Matthew had grudgingly admitted to Westcliff that his presence had made their negotiations and meetings much easier. Not only did Westcliff’s name open doors, it practically inspired people to give him the entire building. And Matthew privately acknowledged there was a great deal to be learned from the earl, who possessed reams of knowledge about business and manufacturing.

When they discussed locomotive production, for example, the earl was not only conversant with principles of design and engineering, he could also name the dozen varieties of bolts used on their latest broad-gauge locomotives.

Without modesty, Matthew had never met another man who could rival his own ability to understand and retain vast quantities of technical knowledge. Until Westcliff. It made for interesting conversation, at least to the two of them. Anyone else taking part in the discussion would have started snoring after five minutes.

For his part, Marcus had embarked on the week in Bristol with a dual purpose, officially to accomplish certain business-related goals…but unofficially to decide what to make of Matthew Swift.

It hadn’t been easy for Marcus to leave Lillian’s side. He had discovered that while the events of childbirth and infancy were perfectly ordinary when they happened to other people, they were monumentally important when his own wife and child were involved. Everything about his daughter fascinated him: her pattern of sleeping and waking, her first bath, the way she wiggled her toes, the sight of her at Lillian’s breast.

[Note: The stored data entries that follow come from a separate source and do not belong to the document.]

PR #1876, opened 2026-04-08
Add RTCEngine sendLossyBytes explicit queue to better handle sending large data track packets

1egoman:
Previously, sendLossyBytes ran `await this.waitForBufferStatusLow(kind);` to pause before enqueuing new data track packets onto the `_data_tracks` rtc data channel. In local cases this worked fairly well and the promises seemed to resolve in the order they were triggered.

However, when running the e2e tests, @boks1971 noticed an excessive number of out of order packets - in some cases the e2e tests returning as low as a 20% delivery rate for the low frequency large payload test.

I had a suspicion this `await this.waitForBufferStatusLow(kind);` bit was the problem, so I swapped it over to an explicit queuing implementation, and when I did, the packet delivery rate went up to 89-90%. In hindsight, relying on the promise resolution order like this was sloppy so I'm glad I'm getting this fixed now.

### DIFF
--- a/src/room/RTCEngine.ts
+++ b/src/room/RTCEngine.ts
@@ -249,7 +249,7 @@ export default class RTCEngine extends (EventEmitter as new () => TypedEventEmit
 
   /** used to buffer lossy data track packets which arrive quickly so they don't overwhelm the data
    * channel buffer */
-  private lossyBytesWaitBuffer = new Map<DataChannelKind, Array<Future<void, never>>>();
+  private lossyBytesWaitQueue = new Map<DataChannelKind, Array<Future<void, never>>>();
   private lossyBytesMutexByKind = new Map<DataChannelKind, Mutex>();
 
   constructor(private options: InternalRoomOptions) {
@@ -1500,9 +1500,9 @@ export default class RTCEngine extends (EventEmitter as new () => TypedEventEmit
           // drain and go into "low status" before continuing.
           if (!this.isBufferStatusLow(kind)) {
             const future = new Future<void, never>();
-            const entries = this.lossyBytesWaitBuffer.get(kind) ?? [];
+            const entries = this.lossyBytesWaitQueue.get(kind) ?? [];
             entries.push(future);
-            this.lossyBytesWaitBuffer.set(kind, entries);
+            this.lossyBytesWaitQueue.set(kind, entries);
             await future.promise;
           }
           break;
@@ -1560,7 +1560,7 @@ export default class RTCEngine extends (EventEmitter as new () => TypedEventEmit
 
       // Now that there is space on the data channel buffer, attempt to fill up the remaining space
       // with bytes ready to be sent.
-      const buffer = this.lossyBytesWaitBuffer.get(kind) ?? [];
+      const buffer = this.lossyBytesWaitQueue.get(kind) ?? [];
       while (this.isBufferStatusLow(kind)) {
         let continueSendingFuture = buffer.shift();
         if (!continueSendingFuture) {
@@ -1569,7 +1569,7 @@ export default class RTCEngine extends (EventEmitter as new () => TypedEventEmit
         continueSendingFuture.resolve?.();
       }
       if (buffer.length === 0) {
-        this.lossyBytesWaitBuffer.delete(kind);
+        this.lossyBytesWaitQueue.delete(kind);
       }
     }
   };
--- a/src/room/RTCEngine.ts
+++ b/src/room/RTCEngine.ts
@@ -85,6 +85,7 @@ import type { TrackPublishOptions, VideoCodec } from './track/options';
 import { getTrackPublicationInfo } from './track/utils';
 import type { LoggerOptions } from './types';
 import {
+  Future,
   isCompressionStreamSupported,
   isVideoCodec,
   isVideoTrack,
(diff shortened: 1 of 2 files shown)


src/room/RTCEngine.ts
```diff
@@ -1494,9 +1480,19 @@ export default class RTCEngine extends (EventEmitter as new () => TypedEventEmit
...
+        // packets doesn't have the last half of the packets dropped due to not fitting into the
+        // data channel buffer all at once.
         switch (bufferStatusLowBehavior) {
           case 'wait':
-            await this.waitForBufferStatusLow(kind);
+            if (this.isBufferStatusLow(kind)) {
+              const future = new Future<void, never>();
+              const entries = this.lossyBytesWaitBuffer.get(kind) ?? [];
+              entries.push(future);
+              this.lossyBytesWaitBuffer.set(kind, entries);
```
lukasIO: probably unlikely, but wondering if there is the possibility for this to race where the `.set` call overrides with outdated entries when multiple packets are being sent in parallel?

src/room/RTCEngine.ts
lukasIO, line 1480: thought(non-blocking-just-context): an alternative would be to wrapt this function (its implementation) in a kind-dependent `Mutex` and buffer all calls that way. This would create back pressure inherently.

src/room/RTCEngine.ts
```diff
@@ -1494,9 +1480,19 @@ export default class RTCEngine extends (EventEmitter as new () => TypedEventEmit
...
         // Depending on the exact circumstance that data is being sent, either drop or wait for the
         // buffer status to not be low before continuing.
+        //
+        // An example of where this is used: data tracks, so that a large DataTrackFrame's worth of
+        // packets doesn't have the last half of the packets dropped due to not fitting into the
+        // data channel buffer all at once.
         switch (bufferStatusLowBehavior) {
           case 'wait':
-            await this.waitForBufferStatusLow(kind);
+            if (this.isBufferStatusLow(kind)) {
```
lukasIO: you're checking for whether the status is `low` here and in that case buffering the message 👀 

I think either we want to put all msgs in `wait` in that buffer or negate that condition?

If we negate it, I think there's still the potential for this to race as we're checking for the bufferstatus here and also when emptying the lossyBytesBuffer. I can imagine that we would run into situations where a packet sneaks through out of order that way

1egoman: Huh, very interesting... I am realizing that because of this incorrect negation when I ran the e2e tests my test results were invalid. Let me fix that and retest this and make sure it still has the desired effect.

Putting that aide... @lukasIO I'm not sure I understand where the race could occur. There's only one js thread involved so `sendLossyBytes` and `updateAndEmitDCBufferStatus` should never be running actually in parallel. If `lossyBytesWaitBuffer` is halfway through being cleared when `continueSendingFuture.promise` resolves then new entries will get pushed on the end (it's a queue, though now I wonder if maybe it should be renamed to make that more clear). It's possible I'm missing something though, can you give me a step by step situation outlining how a packet would end up out of order?

src/room/RTCEngine.ts
lukasIO: that's not how the event loop works, it turns out :D

src/room/RTCEngine.ts
1egoman: Chatted with lukas out of band - this is the problem he is identifying, rephrased:
> The problem isn't that packets could get enqueued into lossyBytesWaitBuffer out of order, the problem is that packets could be halfway through draining from lossyBytesWaitBuffer and ANOTHER unrelated packet could come in and get interleaved in the middle while that "drain" is occurring

I think it's a good point, and I hadn't considered that case!

1egoman: I believe I have addressed this in 2d30ccd.

I should say also, I'm still not 100% sure that it actually is a good tradeoff for data tracks to be buffering out of order packets like this, given the focus on timely delivery over reliability. @ladvoc I'm curious if you have any thoughts here!

src/room/RTCEngine.ts
1egoman: Talked about this in slack, this should be fine as is.

src/room/RTCEngine.ts
1egoman: FWIW - this was what I largely ended up doing. That being said, there still needs to be an individual queue of futures though, so I couldn't just do a wholesale replacement, because the draining code needs to "call back" into `sendLossyBytes` via the future to actually call `dc.send(...)`. But the mutex addition should mean that packets won't be interleaved during a buffer drain at least.

src/room/RTCEngine.ts
lukasIO: What I meant with the mutex approach is minimising the required changes in this PR and simply ensuring that the resolve order of that promise chain is strict, I opened this https://github.com/livekit/client-sdk-js/pull/1877 as an alternative to the mutex+buffer approach taken here, let me know what you think!

1egoman: Posted some rough numbers here for your alternate solution: https://github.com/livekit/client-sdk-js/pull/1877#issuecomment-4217421104. TL;DR though it performs roughly the same time wise but results in a much more variable amount of dropped packets run to run.

1egoman:
Things have shifted a bit since this was first opened, and I think generally we have decided to move in a slightly different direction. Instead of solving this problem on the sending end, we decided to:
1. Allow a subscriber to tolerate out of order packets by making the number of in flight frames the depacketizer managed configurable: https://github.com/livekit/client-sdk-js/pull/1923
2. Allow the sender to explicitly "flush" a data track if they want to ensure that all data has been sent: https://github.com/livekit/client-sdk-js/pull/1925

Closing this in favor of those two other changes!

PR #1879, opened 2026-04-10
Close streamcontrollers when datatrack gets unpublished

lukasIO:
Ensures that `read()` promises of a data track subscription are resolved once the publisher unpublishes the data track


1egoman (approved):
Nice! I did forget about this, thanks for catching this!

PR #1880, opened 2026-04-13
fix: avoid hard DOMException dependency in RN Hermes

KinanLak:
## Summary
- avoid hard dependency on global `DOMException` in runtime paths that run on React Native Hermes
- replace direct `new DOMException(...)` and `instanceof DOMException` usage with helper utilities that gracefully fall back when `DOMException` is unavailable
- remove `extends DOMException` from `DeferrableMapAbortError` to prevent module-load crash and add tests + patch changeset

## Motivation
`livekit-client@2.18.1` can crash at module load in React Native Hermes with:
`ReferenceError: Property 'DOMException' doesn't exist`

This is triggered by top-level `class DeferrableMapAbortError extends DOMException` and other direct `DOMException` references.

Fixes #1871

## Validation
- `pnpm format:check`
- `pnpm throws:check`
- `pnpm test`
- `pnpm build:clean`
- `pnpm compat`

### DIFF
--- a/.changeset/neat-pugs-tickle.md
+++ b/.changeset/neat-pugs-tickle.md
@@ -1,0 +1,5 @@
+---
+'livekit-client': patch
+---
+
+Avoid hard dependency on global `DOMException` so React Native Hermes environments can initialize `livekit-client` without a manual polyfill.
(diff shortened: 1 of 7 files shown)


1egoman:
@davidliu Can you take a look at this?

davidliu:
Hmm, this will probably be better served by a polyfill on the RN SDK that loads before it touches the `livekit-client` package. We've had a couple of these "remove web-only APIs" commits, but it basically causes a legacy restriction on the JS SDK to remember and not touch going forward.

PR #1882, opened 2026-04-13
Wrap setE2EEEnabled call in a mutex

lukasIO:
with multiple parallel calls to `room.setE2EEEnabled` the room could get into a wrong state with publications timing out.

This PR ensures that 
- only one setE2EEEnabled call can be processed at a time, queuing up the next ones
- not doing any unnecessary work if the e2ee state is already correct

### DIFF
--- a/src/room/Room.ts
+++ b/src/room/Room.ts
@@ -187,6 +187,8 @@ class Room extends (EventEmitter as new () => TypedEmitter<RoomEventCallbacks>) 
 
   private e2eeManager: BaseE2EEManager | undefined;
 
+  private e2eeStateMutex: Mutex = new Mutex();
+
   private connectionReconcileInterval?: ReturnType<typeof setInterval>;
 
   private regionUrlProvider?: RegionUrlProvider;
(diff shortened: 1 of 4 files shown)


src/room/Room.ts
```diff
@@ -450,6 +459,7 @@ class Room extends (EventEmitter as new () => TypedEmitter<RoomEventCallbacks>)
         this.emit(RoomEvent.EncryptionError, error, participant);
       });
       this.e2eeManager?.setup(this);
+      this.e2eeManager?.setupEngine(this.engine);
```
1egoman, line 462: question: I am now sort of wondering why this wasn't here before... 🤔. Was this a small drive by fix or is this somehow integral to this change generally?

src/room/Room.ts
```diff
@@ -411,13 +412,21 @@ class Room extends (EventEmitter as new () => TypedEmitter<RoomEventCallbacks>)
...
   async setE2EEEnabled(enabled: boolean) {
-    if (this.e2eeManager) {
-      await Promise.all([this.localParticipant.setE2EEEnabled(enabled)]);
-      if (this.localParticipant.identity !== '') {
-        this.e2eeManager.setParticipantCryptorEnabled(enabled, this.localParticipant.identity);
+    const unlock = await this.e2eeStateMutex.lock();
+    try {
+      if (this.e2eeManager) {
+        if (this.isE2EEEnabled !== enabled) {
+          await Promise.all([this.localParticipant.setE2EEEnabled(enabled)]);
```
1egoman: nitpick: Is there some reason this has to be wrapped in a `Promise.all`? I see that is how it was before but I just want to make sure there's not some important reason why this is being done I am missing here.

1egoman (approved):

src/room/Room.ts
lukasIO: we recently made a change to only re-create non-new engines and I believe this is what makes this change necessary

src/room/Room.ts
lukasIO: no reason, just didn't change it, will change it now

PR #1885, opened 2026-04-14
Move over serializer implementation from components-js

1egoman:
Introduces a new set of message serialization primitives which will be used now in `useRpc` (in components-js), and in the future will be used for data tracks and (maybe) data streams.

Extracted from here: https://github.com/livekit/components-js/pull/1314


lukasIO (approved):
lgtm!

PR #1886, opened 2026-04-14
Add support for packet trailer features

chenosaurus:
- Add support for packet trailer features (user timestamp, frame ID).
- Add new web worker for packet trailer parsing.
- update example/demo to have options to enable packet trailer & render the parsed metadata.
- Unit tests for packet trailer parsing.

Browsers tested:
- chrome + packet trailer ✅
- FF + packet trailer ✅
- Safari + packet trailer ✅
- chrome + packet trailer  + e2ee ✅
- FF + packet trailer + e2ee ✅
- Safari + packet trailer + e2ee ✅
- chrome + e2ee ✅
- FF + e2ee ✅
- Safari + e2ee ✅
- chrome + packet trailer track w/o packet trailer worker ✅
- FF + packet trailer track w/o packet trailer worker ✅
- Safari + packet trailer track w/o packet trailer worker ✅


src/e2ee/E2eeManager.ts
```diff
@@ -479,11 +510,15 @@ export class E2EEManager
...
+    // @ts-ignore -- readableStream is set by PacketTrailerManager when it has pre-processed the receiver
+    const ptPreProcessed = !!receiver.readableStream && !!receiver.writableStream;
+
     if (
       isScriptTransformSupported() &&
       // Chrome occasionally throws an `InvalidState` error when using script transforms directly after introducing this API in 141.
       // Disabling it for Chrome based browsers until the API has stabilized
-      !isChromiumBased()
+      !isChromiumBased() &&
+      !ptPreProcessed
```
lukasIO: I'm not sure I follow why this is being checked for here, can you elaborate on the intention behind it?

src/e2ee/packetTrailer.ts
```diff
@@ -0,0 +1,198 @@
+export const PACKET_TRAILER_MAGIC = Uint8Array.from([
```
lukasIO, line 4: have you considered signalling packet-trailer presence as part of the publication info instead of relying on checking every frame on every publication for the magic bytes?

src/e2ee/packetTrailer.ts
```diff
@@ -0,0 +1,198 @@
...
+
+export function getFrameRtpTimestamp(
+  frame: RTCEncodedVideoFrame | RTCEncodedAudioFrame,
+): number | undefined {
+  try {
+    const metadata = frame.getMetadata() as Record<string, unknown>;
+    if (typeof metadata.rtpTimestamp === 'number') {
+      return metadata.rtpTimestamp;
+    }
+    if (typeof metadata.timestamp === 'number') {
```
lukasIO, line 204: what is this referring to? I don't see a `timestamp` value on `getMetadata` [here](https://developer.mozilla.org/en-US/docs/Web/API/RTCEncodedVideoFrame/getMetadata#browser_compatibility)

src/e2ee/packetTrailer.ts
lukasIO, line 1: is it intentional that this file lives in the `/e2ee` folder? 👀

src/version.ts
```diff
@@ -1,4 +1,4 @@
 import { version as v } from '../package.json';
 
 export const version = v;
-export const protocolVersion = 16;
+export const protocolVersion = 17;
```
lukasIO, line 4: The related protocol PR talks about stripping the trailer on the SFU side, but I don't think bumping protocolVersion is enough: what happens if a client with protocolVersion 17 doesn't have the trailer worker set?

src/e2ee/worker/FrameCryptor.ts
```diff
@@ -454,6 +460,34 @@ export class FrameCryptor extends BaseFrameCryptor {
...
+            postMessage(msg);
+          }
+          encodedFrame.data = (ptResult.data.buffer as ArrayBuffer).slice(
+            ptResult.data.byteOffset,
+            ptResult.data.byteOffset + ptResult.data.byteLength,
+          );
+        }
+      } catch {
+        // best-effort: never break the media pipeline if trailer parsing fails
+      }
```
1egoman, line 527: question: Is it worth at least logging something here to make it clear that a failure happened?

src/e2ee/packetTrailer.ts
```diff
@@ -0,0 +1,198 @@
...
+      return metadata.timestamp;
+    }
+  } catch {
+    // getMetadata() might not be available
+  }
```
1egoman, line 209: suggestion: Another place where it might be worth logging

src/packetTrailer/PacketTrailerManager.ts
```diff
@@ -0,0 +1,148 @@
...
+ * Manages packet trailer extraction for received video tracks.
+ *
+ * When a track's TrackInfo indicates packet trailer features, the manager
+ * wires up an Insertable Streams pipeline (via a dedicated worker) to strip
+ * the trailer from encoded frames and cache the metadata for lookup.
+ *
+ * When E2EE is active, the E2EE FrameCryptor worker handles trailer
+ * extraction directly (before decryption), so this manager only creates
+ * the extractor/metadata cache — no separate insertable-streams pipeline
+ * is needed.
```
1egoman: question: I'm not sure I understand why this packet trailer logic exists both in the e2ee worker and in the new packet trailer worker. Can you shed some light on why you made this decision? Does it have to do with the goal of encrypting the packet payload and trailer separately so the SFU can strip out the trailer without that process requiring decrypting a single large block?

Although it was not unheard of for an upper-class lady to nurse her own child, it was far more common to hire a lactating maid for that purpose. However, Lillian had abruptly changed her mind after Merritt was born. “She wants me instead,” Lillian had told Marcus. He hadn’t dared to point out that the baby was hardly capable of a discussion on the matter and would likely be just as content with a wet nurse.

Marcus’s fear that his wife might succumb to childbed fever receded day by day as Lillian returned to her old self, healthy and slender and vigorous. His relief was vast. He had never known such overwhelming love for one person, nor had he anticipated that Lillian would so quickly become his essential requirement for happiness. Anything that was in his power to do for Lillian would be done. And in light of his wife’s worry over her sister, Marcus had decided to form some definitive conclusions about Matthew Swift.